What you are asked to do
What you return must match the records character for character.

Data provided

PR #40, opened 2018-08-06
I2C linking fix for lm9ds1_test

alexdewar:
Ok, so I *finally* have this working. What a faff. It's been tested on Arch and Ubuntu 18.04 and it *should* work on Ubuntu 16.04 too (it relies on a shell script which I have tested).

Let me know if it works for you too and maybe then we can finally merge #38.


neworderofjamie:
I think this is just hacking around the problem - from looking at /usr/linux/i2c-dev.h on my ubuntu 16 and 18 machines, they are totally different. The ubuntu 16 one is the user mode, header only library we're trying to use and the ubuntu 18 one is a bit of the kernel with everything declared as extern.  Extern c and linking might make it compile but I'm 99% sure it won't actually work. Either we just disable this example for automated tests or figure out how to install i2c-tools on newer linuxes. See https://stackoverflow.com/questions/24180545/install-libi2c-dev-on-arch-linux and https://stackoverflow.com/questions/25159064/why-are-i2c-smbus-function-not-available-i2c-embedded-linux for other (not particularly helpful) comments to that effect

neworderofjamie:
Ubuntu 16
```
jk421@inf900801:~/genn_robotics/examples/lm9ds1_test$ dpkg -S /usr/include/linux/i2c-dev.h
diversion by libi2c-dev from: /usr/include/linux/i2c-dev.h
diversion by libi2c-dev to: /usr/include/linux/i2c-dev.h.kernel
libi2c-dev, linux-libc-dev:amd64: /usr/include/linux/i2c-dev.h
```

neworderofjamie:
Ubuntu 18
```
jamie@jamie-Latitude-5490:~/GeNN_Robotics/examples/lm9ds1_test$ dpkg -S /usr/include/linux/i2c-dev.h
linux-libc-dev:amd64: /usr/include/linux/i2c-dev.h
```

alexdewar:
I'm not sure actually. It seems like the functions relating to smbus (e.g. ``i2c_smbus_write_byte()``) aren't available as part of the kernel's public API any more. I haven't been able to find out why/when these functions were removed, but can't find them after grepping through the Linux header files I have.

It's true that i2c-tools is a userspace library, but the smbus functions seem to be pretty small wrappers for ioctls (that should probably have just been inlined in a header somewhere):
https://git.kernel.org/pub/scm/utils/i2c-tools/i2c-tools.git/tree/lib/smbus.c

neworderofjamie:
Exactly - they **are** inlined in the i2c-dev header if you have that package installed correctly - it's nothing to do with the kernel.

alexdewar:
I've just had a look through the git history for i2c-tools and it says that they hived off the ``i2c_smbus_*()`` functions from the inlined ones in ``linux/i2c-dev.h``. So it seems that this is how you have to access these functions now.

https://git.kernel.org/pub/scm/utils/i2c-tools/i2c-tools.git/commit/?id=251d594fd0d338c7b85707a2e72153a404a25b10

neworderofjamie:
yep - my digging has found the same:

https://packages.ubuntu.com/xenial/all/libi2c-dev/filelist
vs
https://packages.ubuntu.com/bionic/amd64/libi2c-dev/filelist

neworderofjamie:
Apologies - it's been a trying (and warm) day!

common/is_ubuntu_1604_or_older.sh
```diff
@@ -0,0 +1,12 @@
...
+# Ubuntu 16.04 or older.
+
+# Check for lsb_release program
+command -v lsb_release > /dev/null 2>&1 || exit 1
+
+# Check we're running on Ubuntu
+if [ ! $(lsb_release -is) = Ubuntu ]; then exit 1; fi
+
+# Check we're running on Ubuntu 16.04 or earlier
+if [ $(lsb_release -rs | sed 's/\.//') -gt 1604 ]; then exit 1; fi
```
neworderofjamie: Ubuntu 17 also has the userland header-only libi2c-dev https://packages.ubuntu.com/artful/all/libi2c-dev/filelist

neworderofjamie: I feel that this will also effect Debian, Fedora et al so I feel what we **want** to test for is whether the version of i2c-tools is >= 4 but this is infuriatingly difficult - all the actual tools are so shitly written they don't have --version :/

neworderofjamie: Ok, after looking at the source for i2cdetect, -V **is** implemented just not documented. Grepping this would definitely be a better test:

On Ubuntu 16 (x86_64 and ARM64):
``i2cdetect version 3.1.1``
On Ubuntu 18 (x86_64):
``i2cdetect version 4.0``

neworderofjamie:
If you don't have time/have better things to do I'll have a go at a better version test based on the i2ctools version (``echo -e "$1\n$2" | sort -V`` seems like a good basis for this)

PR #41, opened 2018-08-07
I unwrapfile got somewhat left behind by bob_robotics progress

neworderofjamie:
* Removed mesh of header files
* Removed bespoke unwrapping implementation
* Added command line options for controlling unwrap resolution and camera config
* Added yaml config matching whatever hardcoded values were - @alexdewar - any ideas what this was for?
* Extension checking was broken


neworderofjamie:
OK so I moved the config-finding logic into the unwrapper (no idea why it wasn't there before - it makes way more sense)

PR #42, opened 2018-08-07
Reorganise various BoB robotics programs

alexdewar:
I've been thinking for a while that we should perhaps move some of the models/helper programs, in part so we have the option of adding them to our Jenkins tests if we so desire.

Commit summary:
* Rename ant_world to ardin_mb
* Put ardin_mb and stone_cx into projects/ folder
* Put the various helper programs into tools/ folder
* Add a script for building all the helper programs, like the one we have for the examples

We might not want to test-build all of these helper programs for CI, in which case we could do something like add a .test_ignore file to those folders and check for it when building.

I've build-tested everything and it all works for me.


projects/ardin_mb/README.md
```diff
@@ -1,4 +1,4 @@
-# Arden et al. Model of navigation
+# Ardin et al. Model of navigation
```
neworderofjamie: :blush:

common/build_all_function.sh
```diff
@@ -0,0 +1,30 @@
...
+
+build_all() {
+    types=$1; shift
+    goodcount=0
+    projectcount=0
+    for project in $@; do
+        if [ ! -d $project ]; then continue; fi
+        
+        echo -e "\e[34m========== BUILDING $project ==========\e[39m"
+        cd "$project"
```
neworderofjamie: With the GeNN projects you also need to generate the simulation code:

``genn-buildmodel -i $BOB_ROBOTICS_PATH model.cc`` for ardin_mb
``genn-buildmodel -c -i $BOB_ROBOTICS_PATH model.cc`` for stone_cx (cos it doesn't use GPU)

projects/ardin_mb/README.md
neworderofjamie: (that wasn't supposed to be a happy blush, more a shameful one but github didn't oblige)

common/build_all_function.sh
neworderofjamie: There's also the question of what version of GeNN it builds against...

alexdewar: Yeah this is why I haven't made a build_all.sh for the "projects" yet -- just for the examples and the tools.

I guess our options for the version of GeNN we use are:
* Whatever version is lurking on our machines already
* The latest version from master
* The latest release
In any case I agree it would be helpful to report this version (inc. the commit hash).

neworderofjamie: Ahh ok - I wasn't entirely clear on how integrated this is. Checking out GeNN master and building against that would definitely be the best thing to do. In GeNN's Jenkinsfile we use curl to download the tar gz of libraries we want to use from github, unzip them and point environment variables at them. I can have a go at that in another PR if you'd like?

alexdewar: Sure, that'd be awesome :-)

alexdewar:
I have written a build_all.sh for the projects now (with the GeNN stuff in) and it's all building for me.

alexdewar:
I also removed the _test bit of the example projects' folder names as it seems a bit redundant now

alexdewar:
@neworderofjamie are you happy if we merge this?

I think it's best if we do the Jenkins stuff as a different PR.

Answer
PR #40, opened 2018-08-06
I2C linking fix for lm9ds1_test

alexdewar:
Ok, so I *finally* have this working. What a faff. It's been tested on Arch and Ubuntu 18.04 and it *should* work on Ubuntu 16.04 too (it relies on a shell script which I have tested).

Let me know if it works for you too and maybe then we can finally merge #38.


neworderofjamie:
I think this is just hacking around the problem - from looking at /usr/linux/i2c-dev.h on my ubuntu 16 and 18 machines, they are totally different. The ubuntu 16 one is the user mode, header only library we're trying to use and the ubuntu 18 one is a bit of the kernel with everything declared as extern.  Extern c and linking might make it compile but I'm 99% sure it won't actually work. Either we just disable this example for automated tests or figure out how to install i2c-tools on newer linuxes. See https://stackoverflow.com/questions/24180545/install-libi2c-dev-on-arch-linux and https://stackoverflow.com/questions/25159064/why-are-i2c-smbus-function-not-available-i2c-embedded-linux for other (not particularly helpful) comments to that effect

neworderofjamie:
Ubuntu 16
```
jk421@inf900801:~/genn_robotics/examples/lm9ds1_test$ dpkg -S /usr/include/linux/i2c-dev.h
diversion by libi2c-dev from: /usr/include/linux/i2c-dev.h
diversion by libi2c-dev to: /usr/include/linux/i2c-dev.h.kernel
libi2c-dev, linux-libc-dev:amd64: /usr/include/linux/i2c-dev.h
```

neworderofjamie:
Ubuntu 18
```
jamie@jamie-Latitude-5490:~/GeNN_Robotics/examples/lm9ds1_test$ dpkg -S /usr/include/linux/i2c-dev.h
linux-libc-dev:amd64: /usr/include/linux/i2c-dev.h
```

alexdewar:
I'm not sure actually. It seems like the functions relating to smbus (e.g. ``i2c_smbus_write_byte()``) aren't available as part of the kernel's public API any more. I haven't been able to find out why/when these functions were removed, but can't find them after grepping through the Linux header files I have.

It's true that i2c-tools is a userspace library, but the smbus functions seem to be pretty small wrappers for ioctls (that should probably have just been inlined in a header somewhere):
https://git.kernel.org/pub/scm/utils/i2c-tools/i2c-tools.git/tree/lib/smbus.c

neworderofjamie:
Exactly - they **are** inlined in the i2c-dev header if you have that package installed correctly - it's nothing to do with the kernel.

alexdewar:
I've just had a look through the git history for i2c-tools and it says that they hived off the ``i2c_smbus_*()`` functions from the inlined ones in ``linux/i2c-dev.h``. So it seems that this is how you have to access these functions now.

https://git.kernel.org/pub/scm/utils/i2c-tools/i2c-tools.git/commit/?id=251d594fd0d338c7b85707a2e72153a404a25b10

neworderofjamie:
yep - my digging has found the same:

https://packages.ubuntu.com/xenial/all/libi2c-dev/filelist
vs
https://packages.ubuntu.com/bionic/amd64/libi2c-dev/filelist

neworderofjamie:
Apologies - it's been a trying (and warm) day!

common/is_ubuntu_1604_or_older.sh
```diff
@@ -0,0 +1,12 @@
...
+# Ubuntu 16.04 or older.
+
+# Check for lsb_release program
+command -v lsb_release > /dev/null 2>&1 || exit 1
+
+# Check we're running on Ubuntu
+if [ ! $(lsb_release -is) = Ubuntu ]; then exit 1; fi
+
+# Check we're running on Ubuntu 16.04 or earlier
+if [ $(lsb_release -rs | sed 's/\.//') -gt 1604 ]; then exit 1; fi
```
neworderofjamie: Ubuntu 17 also has the userland header-only libi2c-dev https://packages.ubuntu.com/artful/all/libi2c-dev/filelist

neworderofjamie: I feel that this will also effect Debian, Fedora et al so I feel what we **want** to test for is whether the version of i2c-tools is >= 4 but this is infuriatingly difficult - all the actual tools are so shitly written they don't have --version :/

neworderofjamie: Ok, after looking at the source for i2cdetect, -V **is** implemented just not documented. Grepping this would definitely be a better test:

On Ubuntu 16 (x86_64 and ARM64):
``i2cdetect version 3.1.1``
On Ubuntu 18 (x86_64):
``i2cdetect version 4.0``

neworderofjamie:
If you don't have time/have better things to do I'll have a go at a better version test based on the i2ctools version (``echo -e "$1\n$2" | sort -V`` seems like a good basis for this)

PR #41, opened 2018-08-07
I unwrapfile got somewhat left behind by bob_robotics progress

neworderofjamie:
* Removed mesh of header files
* Removed bespoke unwrapping implementation
* Added command line options for controlling unwrap resolution and camera config
* Added yaml config matching whatever hardcoded values were - @alexdewar - any ideas what this was for?
* Extension checking was broken


neworderofjamie:
OK so I moved the config-finding logic into the unwrapper (no idea why it wasn't there before - it makes way more sense)

PR #42, opened 2018-08-07
Reorganise various BoB robotics programs

alexdewar:
I've been thinking for a while that we should perhaps move some of the models/helper programs, in part so we have the option of adding them to our Jenkins tests if we so desire.

Commit summary:
* Rename ant_world to ardin_mb
* Put ardin_mb and stone_cx into projects/ folder
* Put the various helper programs into tools/ folder
* Add a script for building all the helper programs, like the one we have for the examples

We might not want to test-build all of these helper programs for CI, in which case we could do something like add a .test_ignore file to those folders and check for it when building.

I've build-tested everything and it all works for me.


projects/ardin_mb/README.md
```diff
@@ -1,4 +1,4 @@
-# Arden et al. Model of navigation
+# Ardin et al. Model of navigation
```
neworderofjamie: :blush:

common/build_all_function.sh
```diff
@@ -0,0 +1,30 @@
...
+
+build_all() {
+    types=$1; shift
+    goodcount=0
+    projectcount=0
+    for project in $@; do
+        if [ ! -d $project ]; then continue; fi
+        
+        echo -e "\e[34m========== BUILDING $project ==========\e[39m"
+        cd "$project"
```
neworderofjamie: With the GeNN projects you also need to generate the simulation code:

``genn-buildmodel -i $BOB_ROBOTICS_PATH model.cc`` for ardin_mb
``genn-buildmodel -c -i $BOB_ROBOTICS_PATH model.cc`` for stone_cx (cos it doesn't use GPU)

projects/ardin_mb/README.md
neworderofjamie: (that wasn't supposed to be a happy blush, more a shameful one but github didn't oblige)

common/build_all_function.sh
neworderofjamie: There's also the question of what version of GeNN it builds against...

alexdewar: Yeah this is why I haven't made a build_all.sh for the "projects" yet -- just for the examples and the tools.

I guess our options for the version of GeNN we use are:
* Whatever version is lurking on our machines already
* The latest version from master
* The latest release
In any case I agree it would be helpful to report this version (inc. the commit hash).

neworderofjamie: Ahh ok - I wasn't entirely clear on how integrated this is. Checking out GeNN master and building against that would definitely be the best thing to do. In GeNN's Jenkinsfile we use curl to download the tar gz of libraries we want to use from github, unzip them and point environment variables at them. I can have a go at that in another PR if you'd like?

alexdewar: Sure, that'd be awesome :-)

alexdewar:
I have written a build_all.sh for the projects now (with the GeNN stuff in) and it's all building for me.

alexdewar:
I also removed the _test bit of the example projects' folder names as it seems a bit redundant now

alexdewar:
@neworderofjamie are you happy if we merge this?

I think it's best if we do the Jenkins stuff as a different PR.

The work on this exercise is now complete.